- **WORK TO BE COMPLETED**
Keep only the lines of the data below that contain "objects", and copy them.

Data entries
——

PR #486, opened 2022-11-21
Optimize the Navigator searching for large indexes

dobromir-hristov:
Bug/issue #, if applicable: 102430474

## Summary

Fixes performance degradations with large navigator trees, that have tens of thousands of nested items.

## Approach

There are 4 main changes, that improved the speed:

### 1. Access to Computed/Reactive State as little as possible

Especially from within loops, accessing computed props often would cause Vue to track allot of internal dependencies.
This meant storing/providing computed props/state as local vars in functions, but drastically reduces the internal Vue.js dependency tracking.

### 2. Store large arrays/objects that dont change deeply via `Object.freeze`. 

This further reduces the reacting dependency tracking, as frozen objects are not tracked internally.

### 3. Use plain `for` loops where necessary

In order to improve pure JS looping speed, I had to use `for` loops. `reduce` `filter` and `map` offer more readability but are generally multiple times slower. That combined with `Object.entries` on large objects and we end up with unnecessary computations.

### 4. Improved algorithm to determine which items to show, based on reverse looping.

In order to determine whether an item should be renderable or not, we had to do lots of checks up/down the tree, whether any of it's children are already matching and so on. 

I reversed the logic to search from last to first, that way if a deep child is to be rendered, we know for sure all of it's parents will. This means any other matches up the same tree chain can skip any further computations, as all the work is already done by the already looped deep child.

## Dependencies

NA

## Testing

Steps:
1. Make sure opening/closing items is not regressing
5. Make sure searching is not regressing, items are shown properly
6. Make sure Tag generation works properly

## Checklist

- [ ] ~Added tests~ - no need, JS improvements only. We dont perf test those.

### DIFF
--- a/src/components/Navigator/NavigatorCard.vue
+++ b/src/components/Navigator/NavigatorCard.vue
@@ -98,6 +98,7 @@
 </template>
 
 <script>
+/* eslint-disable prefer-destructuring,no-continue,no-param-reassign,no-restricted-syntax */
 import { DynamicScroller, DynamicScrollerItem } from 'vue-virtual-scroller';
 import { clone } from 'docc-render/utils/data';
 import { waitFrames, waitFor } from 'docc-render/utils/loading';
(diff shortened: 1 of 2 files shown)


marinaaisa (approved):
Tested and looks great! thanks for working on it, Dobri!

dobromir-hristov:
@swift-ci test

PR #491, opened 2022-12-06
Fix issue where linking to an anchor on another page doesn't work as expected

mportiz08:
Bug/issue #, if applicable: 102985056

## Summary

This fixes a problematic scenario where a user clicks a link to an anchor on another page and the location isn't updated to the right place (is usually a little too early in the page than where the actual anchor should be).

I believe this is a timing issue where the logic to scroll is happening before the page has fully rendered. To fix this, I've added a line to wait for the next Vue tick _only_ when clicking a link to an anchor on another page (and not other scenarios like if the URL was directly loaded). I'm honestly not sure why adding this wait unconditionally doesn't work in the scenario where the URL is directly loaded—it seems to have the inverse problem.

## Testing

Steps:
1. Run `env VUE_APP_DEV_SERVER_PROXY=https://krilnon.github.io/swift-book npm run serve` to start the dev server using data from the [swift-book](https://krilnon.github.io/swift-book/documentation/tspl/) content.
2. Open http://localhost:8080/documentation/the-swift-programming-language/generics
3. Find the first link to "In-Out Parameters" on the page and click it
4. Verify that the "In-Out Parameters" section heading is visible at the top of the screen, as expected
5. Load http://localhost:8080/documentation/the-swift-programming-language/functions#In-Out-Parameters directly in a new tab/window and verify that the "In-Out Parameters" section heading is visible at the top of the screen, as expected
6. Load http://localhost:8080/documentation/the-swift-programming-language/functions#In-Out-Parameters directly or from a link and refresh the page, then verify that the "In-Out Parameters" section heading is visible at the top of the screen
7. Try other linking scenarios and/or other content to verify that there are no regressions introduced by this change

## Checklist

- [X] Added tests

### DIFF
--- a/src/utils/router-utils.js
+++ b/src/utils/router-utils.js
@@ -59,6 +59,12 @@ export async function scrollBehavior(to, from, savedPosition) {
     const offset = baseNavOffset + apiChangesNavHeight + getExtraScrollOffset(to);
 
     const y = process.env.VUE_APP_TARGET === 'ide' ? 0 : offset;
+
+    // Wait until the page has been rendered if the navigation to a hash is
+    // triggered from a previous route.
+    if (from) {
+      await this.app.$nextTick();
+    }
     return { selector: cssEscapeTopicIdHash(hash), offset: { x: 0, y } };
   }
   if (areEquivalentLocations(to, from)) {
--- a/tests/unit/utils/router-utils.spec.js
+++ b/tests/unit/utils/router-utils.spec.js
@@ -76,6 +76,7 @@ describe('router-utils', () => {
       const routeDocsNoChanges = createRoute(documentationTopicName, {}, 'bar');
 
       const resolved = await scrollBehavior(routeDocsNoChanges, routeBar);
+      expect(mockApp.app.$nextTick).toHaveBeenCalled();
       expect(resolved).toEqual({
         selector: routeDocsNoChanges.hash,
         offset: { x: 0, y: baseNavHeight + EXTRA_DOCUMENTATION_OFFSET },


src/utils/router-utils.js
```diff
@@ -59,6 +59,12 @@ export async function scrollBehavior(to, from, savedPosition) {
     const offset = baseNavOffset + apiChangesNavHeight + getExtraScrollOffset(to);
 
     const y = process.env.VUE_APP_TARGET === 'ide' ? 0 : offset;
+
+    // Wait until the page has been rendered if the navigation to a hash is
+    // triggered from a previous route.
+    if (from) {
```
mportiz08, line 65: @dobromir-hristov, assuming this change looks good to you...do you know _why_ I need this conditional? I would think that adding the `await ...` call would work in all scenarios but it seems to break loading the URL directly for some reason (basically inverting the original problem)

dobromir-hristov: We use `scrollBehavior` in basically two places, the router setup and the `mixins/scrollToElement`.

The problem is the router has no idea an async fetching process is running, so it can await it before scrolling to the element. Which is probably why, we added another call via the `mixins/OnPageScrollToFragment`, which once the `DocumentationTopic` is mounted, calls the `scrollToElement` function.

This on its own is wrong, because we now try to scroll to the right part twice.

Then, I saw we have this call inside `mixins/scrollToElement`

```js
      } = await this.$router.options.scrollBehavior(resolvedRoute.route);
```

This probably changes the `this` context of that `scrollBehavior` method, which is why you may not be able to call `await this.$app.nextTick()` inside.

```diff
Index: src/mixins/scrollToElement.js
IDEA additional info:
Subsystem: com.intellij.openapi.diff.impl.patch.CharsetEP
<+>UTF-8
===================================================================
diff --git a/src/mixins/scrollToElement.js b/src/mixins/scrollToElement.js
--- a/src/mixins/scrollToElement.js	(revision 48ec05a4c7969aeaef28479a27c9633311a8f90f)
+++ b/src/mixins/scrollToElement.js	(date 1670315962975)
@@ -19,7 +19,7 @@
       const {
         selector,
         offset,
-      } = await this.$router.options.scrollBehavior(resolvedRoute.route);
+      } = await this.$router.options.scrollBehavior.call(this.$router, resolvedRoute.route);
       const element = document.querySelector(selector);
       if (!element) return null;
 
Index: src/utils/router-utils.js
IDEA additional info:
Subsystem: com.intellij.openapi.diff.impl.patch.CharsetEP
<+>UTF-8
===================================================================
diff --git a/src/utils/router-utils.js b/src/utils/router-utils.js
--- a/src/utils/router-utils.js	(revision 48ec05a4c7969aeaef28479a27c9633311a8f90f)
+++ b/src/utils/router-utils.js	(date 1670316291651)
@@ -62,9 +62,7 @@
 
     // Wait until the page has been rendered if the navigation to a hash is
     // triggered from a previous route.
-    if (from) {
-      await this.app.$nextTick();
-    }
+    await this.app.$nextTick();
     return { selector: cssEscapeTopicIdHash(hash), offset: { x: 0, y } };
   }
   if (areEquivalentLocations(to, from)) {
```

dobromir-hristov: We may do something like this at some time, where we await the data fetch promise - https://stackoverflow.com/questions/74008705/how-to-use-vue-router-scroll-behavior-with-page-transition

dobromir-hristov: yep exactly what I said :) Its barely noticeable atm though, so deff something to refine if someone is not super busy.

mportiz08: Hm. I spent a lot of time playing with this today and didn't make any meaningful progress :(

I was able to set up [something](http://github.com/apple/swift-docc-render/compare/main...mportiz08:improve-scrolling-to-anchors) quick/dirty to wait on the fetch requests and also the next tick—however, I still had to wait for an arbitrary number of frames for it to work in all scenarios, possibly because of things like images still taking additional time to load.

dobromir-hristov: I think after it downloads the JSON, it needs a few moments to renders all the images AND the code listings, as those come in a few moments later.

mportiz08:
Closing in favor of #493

——

- **OUTPUT OF THE TASK**
### 2. Store large arrays/objects that dont change deeply via `Object.freeze`. 
This further reduces the reacting dependency tracking, as frozen objects are not tracked internally.
In order to improve pure JS looping speed, I had to use `for` loops. `reduce` `filter` and `map` offer more readability but are generally multiple times slower. That combined with `Object.entries` on large objects and we end up with unnecessary computations.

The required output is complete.